RECORDS SUPPLIED.
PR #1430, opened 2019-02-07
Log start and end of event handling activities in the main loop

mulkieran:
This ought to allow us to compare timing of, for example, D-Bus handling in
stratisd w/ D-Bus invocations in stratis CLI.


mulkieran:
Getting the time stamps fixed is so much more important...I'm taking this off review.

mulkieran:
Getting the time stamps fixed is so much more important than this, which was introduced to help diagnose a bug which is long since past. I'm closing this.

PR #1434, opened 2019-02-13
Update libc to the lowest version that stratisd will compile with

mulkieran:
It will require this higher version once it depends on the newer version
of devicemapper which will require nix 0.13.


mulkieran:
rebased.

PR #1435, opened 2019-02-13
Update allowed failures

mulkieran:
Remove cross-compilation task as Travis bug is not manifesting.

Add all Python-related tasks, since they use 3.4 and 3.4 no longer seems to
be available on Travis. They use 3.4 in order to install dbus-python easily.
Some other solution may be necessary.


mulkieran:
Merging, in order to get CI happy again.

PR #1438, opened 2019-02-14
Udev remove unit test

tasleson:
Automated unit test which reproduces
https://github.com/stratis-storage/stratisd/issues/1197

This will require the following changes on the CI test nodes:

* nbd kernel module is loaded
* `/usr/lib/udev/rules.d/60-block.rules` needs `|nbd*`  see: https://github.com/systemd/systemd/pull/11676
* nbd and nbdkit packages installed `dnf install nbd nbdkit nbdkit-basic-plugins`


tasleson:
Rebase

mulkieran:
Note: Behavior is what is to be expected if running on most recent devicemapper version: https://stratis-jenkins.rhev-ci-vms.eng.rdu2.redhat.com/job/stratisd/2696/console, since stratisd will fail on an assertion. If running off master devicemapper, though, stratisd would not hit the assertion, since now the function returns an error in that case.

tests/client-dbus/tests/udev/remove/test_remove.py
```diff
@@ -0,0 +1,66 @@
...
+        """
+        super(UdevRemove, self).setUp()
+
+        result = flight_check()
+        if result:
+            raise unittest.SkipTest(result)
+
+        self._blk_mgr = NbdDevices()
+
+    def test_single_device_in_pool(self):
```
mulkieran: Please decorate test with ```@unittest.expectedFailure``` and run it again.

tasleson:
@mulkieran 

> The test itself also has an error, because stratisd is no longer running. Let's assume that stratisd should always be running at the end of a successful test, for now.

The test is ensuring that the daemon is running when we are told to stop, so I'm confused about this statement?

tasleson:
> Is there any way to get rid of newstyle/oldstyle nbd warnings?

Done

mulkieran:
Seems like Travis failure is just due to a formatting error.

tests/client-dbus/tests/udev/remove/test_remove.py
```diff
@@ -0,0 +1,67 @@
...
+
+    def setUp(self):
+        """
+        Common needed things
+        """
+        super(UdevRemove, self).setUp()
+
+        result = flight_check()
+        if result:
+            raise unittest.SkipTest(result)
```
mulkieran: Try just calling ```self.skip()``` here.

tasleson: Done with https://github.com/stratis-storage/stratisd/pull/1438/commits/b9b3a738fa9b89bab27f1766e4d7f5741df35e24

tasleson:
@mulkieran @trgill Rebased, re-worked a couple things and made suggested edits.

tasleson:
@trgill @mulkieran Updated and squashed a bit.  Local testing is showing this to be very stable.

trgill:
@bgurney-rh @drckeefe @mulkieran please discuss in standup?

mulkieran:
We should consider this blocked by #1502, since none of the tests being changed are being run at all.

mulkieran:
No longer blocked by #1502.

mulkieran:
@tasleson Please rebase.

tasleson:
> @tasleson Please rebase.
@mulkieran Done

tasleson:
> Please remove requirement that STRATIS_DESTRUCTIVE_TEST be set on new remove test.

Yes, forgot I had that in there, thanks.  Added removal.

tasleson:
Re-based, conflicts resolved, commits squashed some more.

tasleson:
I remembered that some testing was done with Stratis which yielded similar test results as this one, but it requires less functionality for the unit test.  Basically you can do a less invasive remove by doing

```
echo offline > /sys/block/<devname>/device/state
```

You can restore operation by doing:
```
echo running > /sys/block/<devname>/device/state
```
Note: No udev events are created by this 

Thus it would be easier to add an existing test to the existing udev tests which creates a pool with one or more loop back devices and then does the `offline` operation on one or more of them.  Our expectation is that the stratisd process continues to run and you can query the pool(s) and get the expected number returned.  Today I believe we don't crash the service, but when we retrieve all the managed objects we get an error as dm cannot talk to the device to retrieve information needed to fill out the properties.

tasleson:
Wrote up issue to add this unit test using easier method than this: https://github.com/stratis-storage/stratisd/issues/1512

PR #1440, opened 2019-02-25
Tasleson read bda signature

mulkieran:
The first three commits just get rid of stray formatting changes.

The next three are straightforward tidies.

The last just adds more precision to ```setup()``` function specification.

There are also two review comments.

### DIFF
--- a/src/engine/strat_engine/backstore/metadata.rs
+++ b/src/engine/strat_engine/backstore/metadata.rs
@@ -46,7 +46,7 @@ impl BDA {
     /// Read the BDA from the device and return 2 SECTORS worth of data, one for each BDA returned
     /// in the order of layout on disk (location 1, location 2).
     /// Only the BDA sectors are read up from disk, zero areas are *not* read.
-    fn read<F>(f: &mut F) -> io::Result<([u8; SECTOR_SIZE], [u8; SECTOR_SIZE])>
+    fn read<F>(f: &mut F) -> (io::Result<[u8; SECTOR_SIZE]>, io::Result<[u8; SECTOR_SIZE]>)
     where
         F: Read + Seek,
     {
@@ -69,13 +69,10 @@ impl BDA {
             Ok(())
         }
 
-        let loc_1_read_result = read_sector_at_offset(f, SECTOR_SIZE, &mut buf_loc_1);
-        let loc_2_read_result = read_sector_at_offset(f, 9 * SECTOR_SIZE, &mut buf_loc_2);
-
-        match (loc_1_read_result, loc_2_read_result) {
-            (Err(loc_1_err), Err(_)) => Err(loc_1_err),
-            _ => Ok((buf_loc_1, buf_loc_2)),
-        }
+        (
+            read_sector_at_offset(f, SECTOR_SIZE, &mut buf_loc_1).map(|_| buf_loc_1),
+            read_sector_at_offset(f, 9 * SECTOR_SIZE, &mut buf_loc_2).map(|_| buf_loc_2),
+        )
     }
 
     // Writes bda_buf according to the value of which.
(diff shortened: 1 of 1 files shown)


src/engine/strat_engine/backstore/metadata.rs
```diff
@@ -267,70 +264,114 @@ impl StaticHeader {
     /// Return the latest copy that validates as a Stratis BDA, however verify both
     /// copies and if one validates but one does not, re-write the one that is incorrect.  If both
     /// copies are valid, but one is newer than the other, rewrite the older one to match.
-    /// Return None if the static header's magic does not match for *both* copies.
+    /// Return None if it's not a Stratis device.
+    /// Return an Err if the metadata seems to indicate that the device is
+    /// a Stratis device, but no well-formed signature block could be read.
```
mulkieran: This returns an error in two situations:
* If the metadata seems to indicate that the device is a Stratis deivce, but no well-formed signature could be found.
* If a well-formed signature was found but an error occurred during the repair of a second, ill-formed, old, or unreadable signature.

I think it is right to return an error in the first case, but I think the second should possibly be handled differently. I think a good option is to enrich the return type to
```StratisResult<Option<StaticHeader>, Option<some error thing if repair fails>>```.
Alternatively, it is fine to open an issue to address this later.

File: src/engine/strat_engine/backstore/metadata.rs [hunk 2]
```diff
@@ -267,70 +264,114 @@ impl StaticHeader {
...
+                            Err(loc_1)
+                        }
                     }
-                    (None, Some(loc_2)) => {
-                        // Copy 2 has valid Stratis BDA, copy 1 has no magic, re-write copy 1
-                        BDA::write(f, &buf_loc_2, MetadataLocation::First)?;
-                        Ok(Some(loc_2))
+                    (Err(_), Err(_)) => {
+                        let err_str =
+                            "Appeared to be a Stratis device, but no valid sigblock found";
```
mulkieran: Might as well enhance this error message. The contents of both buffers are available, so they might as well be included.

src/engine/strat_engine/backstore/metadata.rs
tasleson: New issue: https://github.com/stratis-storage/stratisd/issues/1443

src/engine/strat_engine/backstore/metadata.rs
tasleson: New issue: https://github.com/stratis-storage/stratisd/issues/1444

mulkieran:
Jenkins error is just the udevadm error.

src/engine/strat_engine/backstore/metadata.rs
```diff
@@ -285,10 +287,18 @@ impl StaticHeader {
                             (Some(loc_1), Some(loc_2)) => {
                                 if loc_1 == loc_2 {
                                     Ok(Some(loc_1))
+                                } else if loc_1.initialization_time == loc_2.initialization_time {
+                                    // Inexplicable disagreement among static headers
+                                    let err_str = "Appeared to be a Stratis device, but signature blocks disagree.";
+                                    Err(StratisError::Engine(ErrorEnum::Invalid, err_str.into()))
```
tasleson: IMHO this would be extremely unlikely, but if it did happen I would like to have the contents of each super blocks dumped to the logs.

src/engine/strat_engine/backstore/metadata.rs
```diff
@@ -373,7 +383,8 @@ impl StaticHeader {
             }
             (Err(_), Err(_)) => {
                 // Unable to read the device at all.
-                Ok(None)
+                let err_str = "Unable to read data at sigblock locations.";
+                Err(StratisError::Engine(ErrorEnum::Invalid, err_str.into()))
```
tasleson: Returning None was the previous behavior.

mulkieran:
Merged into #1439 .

...

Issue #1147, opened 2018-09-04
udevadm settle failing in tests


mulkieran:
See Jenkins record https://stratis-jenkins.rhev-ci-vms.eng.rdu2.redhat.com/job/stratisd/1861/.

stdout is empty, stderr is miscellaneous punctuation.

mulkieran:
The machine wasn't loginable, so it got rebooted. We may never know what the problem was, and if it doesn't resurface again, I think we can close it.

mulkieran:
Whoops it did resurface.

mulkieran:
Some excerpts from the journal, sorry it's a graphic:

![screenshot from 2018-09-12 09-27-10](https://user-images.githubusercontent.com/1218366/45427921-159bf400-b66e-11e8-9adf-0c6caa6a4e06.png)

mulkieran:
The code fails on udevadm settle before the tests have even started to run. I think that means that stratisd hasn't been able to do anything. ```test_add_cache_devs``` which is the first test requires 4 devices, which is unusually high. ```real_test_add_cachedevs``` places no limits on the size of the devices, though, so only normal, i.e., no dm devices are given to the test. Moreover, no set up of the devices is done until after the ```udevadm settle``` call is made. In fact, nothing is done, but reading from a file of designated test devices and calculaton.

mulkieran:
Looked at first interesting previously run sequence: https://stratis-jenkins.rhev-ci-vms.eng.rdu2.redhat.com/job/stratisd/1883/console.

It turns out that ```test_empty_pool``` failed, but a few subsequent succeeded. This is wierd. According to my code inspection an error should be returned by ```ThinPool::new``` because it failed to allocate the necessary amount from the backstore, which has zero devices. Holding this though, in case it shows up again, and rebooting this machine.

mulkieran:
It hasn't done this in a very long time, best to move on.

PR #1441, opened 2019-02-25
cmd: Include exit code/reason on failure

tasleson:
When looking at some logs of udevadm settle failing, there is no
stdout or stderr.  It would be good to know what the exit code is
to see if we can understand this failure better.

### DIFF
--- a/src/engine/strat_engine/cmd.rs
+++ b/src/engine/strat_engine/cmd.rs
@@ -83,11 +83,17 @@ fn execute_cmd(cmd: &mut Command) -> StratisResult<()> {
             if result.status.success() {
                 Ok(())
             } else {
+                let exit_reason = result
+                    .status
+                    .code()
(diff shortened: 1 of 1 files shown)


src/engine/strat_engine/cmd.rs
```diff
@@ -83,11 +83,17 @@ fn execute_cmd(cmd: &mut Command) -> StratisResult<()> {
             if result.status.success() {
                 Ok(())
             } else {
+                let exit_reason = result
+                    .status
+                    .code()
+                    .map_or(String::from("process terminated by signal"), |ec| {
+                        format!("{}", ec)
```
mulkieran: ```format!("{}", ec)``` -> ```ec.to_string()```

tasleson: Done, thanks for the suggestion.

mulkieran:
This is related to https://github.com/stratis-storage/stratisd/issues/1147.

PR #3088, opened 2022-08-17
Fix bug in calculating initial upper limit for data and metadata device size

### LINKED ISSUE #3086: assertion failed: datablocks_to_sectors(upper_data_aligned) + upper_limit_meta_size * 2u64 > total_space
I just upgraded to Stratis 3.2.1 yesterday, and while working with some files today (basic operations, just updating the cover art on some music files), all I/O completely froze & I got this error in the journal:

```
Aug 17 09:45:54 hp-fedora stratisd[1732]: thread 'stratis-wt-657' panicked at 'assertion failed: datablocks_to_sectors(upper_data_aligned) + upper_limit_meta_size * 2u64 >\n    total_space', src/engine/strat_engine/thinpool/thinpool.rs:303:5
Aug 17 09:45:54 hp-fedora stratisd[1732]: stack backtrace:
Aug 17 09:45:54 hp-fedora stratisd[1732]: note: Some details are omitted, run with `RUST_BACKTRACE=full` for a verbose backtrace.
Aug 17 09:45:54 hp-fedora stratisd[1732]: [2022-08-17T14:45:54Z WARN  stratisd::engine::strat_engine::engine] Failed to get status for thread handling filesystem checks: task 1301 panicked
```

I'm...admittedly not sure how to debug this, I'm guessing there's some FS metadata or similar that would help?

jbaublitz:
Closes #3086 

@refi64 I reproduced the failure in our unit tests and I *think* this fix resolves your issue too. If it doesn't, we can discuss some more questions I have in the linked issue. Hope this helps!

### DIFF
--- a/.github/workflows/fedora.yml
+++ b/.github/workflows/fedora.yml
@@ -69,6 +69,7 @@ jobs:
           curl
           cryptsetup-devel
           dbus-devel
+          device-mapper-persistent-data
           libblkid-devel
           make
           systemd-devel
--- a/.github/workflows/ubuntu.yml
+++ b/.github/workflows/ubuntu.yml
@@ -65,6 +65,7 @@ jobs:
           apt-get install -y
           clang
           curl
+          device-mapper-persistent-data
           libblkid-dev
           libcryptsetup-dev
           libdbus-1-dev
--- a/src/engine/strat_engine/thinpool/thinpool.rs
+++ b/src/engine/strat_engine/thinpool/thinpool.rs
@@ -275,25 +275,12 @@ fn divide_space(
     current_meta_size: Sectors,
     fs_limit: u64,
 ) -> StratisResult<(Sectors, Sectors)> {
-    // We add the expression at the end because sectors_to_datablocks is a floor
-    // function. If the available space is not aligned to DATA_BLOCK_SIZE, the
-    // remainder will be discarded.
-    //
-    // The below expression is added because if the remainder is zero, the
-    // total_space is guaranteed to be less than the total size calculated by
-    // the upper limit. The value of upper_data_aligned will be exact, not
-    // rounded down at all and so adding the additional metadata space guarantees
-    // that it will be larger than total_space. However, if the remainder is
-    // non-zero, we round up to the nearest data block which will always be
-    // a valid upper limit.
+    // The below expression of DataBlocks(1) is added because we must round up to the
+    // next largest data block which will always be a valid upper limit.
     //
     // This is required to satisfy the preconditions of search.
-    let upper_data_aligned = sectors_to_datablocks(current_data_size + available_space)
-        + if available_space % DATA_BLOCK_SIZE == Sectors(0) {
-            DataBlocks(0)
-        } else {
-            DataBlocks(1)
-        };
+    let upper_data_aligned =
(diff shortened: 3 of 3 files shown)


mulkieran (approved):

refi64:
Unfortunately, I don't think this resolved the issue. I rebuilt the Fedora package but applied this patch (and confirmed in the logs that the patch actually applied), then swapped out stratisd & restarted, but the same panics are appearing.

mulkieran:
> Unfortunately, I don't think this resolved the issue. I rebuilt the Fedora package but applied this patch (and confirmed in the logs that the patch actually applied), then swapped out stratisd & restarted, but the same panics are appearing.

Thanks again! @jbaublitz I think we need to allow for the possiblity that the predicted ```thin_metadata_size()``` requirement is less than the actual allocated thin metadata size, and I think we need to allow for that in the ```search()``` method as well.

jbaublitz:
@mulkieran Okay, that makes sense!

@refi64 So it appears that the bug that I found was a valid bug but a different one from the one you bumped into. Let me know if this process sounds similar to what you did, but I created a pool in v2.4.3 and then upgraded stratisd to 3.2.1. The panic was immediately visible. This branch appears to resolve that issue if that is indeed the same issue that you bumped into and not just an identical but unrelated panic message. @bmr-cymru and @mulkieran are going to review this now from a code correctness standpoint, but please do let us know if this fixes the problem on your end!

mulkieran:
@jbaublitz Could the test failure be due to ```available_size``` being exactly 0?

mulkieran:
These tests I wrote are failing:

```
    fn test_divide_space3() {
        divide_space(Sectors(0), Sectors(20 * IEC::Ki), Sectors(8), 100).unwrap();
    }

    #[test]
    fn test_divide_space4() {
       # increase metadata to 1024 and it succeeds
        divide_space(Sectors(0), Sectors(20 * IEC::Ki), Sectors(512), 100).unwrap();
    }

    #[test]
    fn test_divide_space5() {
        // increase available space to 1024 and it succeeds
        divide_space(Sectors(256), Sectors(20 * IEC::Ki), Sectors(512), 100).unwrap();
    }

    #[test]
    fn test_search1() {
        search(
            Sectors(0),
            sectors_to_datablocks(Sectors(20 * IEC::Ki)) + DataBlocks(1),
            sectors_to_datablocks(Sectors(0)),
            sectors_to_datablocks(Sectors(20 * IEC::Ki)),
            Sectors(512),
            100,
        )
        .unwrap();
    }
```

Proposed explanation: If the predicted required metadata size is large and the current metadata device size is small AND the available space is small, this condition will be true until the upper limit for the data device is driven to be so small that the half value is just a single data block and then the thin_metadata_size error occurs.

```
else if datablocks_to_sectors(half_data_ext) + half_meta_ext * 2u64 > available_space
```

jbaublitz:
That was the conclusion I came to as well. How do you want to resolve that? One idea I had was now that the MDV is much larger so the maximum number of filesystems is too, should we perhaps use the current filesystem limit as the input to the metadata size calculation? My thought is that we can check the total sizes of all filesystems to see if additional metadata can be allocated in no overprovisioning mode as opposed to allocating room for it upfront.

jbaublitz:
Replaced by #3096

WORK REQUEST. Scan the records above for the string "second", and copy every line where it turns up.

WRITTEN ANSWER.
* If a well-formed signature was found but an error occurred during the repair of a second, ill-formed, old, or unreadable signature.
I think it is right to return an error in the first case, but I think the second should possibly be handled differently. I think a good option is to enrich the return type to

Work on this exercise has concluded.